== Segment start ==

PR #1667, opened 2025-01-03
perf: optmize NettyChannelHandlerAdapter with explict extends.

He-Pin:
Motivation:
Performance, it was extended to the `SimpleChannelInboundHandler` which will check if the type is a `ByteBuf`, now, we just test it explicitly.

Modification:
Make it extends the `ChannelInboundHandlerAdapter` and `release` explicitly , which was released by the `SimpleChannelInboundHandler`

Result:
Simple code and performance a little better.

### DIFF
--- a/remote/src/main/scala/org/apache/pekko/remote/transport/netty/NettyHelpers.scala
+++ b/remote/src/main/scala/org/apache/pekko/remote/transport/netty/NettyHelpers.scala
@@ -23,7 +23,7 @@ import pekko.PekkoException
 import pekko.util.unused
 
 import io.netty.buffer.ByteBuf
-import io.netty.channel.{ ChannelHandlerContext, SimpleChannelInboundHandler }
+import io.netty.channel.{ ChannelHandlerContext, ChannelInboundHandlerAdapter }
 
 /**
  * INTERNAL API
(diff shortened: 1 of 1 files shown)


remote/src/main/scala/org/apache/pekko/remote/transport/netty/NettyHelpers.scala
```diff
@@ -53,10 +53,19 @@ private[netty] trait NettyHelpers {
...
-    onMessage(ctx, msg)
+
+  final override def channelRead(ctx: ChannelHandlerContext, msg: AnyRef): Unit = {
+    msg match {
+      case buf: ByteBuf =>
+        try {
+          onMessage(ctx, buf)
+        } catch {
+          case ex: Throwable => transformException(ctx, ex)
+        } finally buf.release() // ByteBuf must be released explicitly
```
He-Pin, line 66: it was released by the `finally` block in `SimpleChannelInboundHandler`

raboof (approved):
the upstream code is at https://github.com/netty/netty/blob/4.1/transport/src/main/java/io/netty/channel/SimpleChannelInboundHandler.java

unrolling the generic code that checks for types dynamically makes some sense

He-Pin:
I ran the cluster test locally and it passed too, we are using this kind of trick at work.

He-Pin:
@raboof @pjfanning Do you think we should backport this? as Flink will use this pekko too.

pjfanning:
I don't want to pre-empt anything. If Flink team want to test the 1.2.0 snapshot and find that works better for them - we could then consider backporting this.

== Segment end ==

• _What to do_: Each line above must be printed exactly as it appears.

• _Exercise answer_:
PR #1667, opened 2025-01-03
perf: optmize NettyChannelHandlerAdapter with explict extends.

He-Pin:
Motivation:
Performance, it was extended to the `SimpleChannelInboundHandler` which will check if the type is a `ByteBuf`, now, we just test it explicitly.

Modification:
Make it extends the `ChannelInboundHandlerAdapter` and `release` explicitly , which was released by the `SimpleChannelInboundHandler`

Result:
Simple code and performance a little better.

### DIFF
--- a/remote/src/main/scala/org/apache/pekko/remote/transport/netty/NettyHelpers.scala
+++ b/remote/src/main/scala/org/apache/pekko/remote/transport/netty/NettyHelpers.scala
@@ -23,7 +23,7 @@ import pekko.PekkoException
 import pekko.util.unused
 
 import io.netty.buffer.ByteBuf
-import io.netty.channel.{ ChannelHandlerContext, SimpleChannelInboundHandler }
+import io.netty.channel.{ ChannelHandlerContext, ChannelInboundHandlerAdapter }
 
 /**
  * INTERNAL API
(diff shortened: 1 of 1 files shown)


remote/src/main/scala/org/apache/pekko/remote/transport/netty/NettyHelpers.scala
```diff
@@ -53,10 +53,19 @@ private[netty] trait NettyHelpers {
...
-    onMessage(ctx, msg)
+
+  final override def channelRead(ctx: ChannelHandlerContext, msg: AnyRef): Unit = {
+    msg match {
+      case buf: ByteBuf =>
+        try {
+          onMessage(ctx, buf)
+        } catch {
+          case ex: Throwable => transformException(ctx, ex)
+        } finally buf.release() // ByteBuf must be released explicitly
```
He-Pin, line 66: it was released by the `finally` block in `SimpleChannelInboundHandler`

raboof (approved):
the upstream code is at https://github.com/netty/netty/blob/4.1/transport/src/main/java/io/netty/channel/SimpleChannelInboundHandler.java

unrolling the generic code that checks for types dynamically makes some sense

He-Pin:
I ran the cluster test locally and it passed too, we are using this kind of trick at work.

He-Pin:
@raboof @pjfanning Do you think we should backport this? as Flink will use this pekko too.

pjfanning:
I don't want to pre-empt anything. If Flink team want to test the 1.2.0 snapshot and find that works better for them - we could then consider backporting this.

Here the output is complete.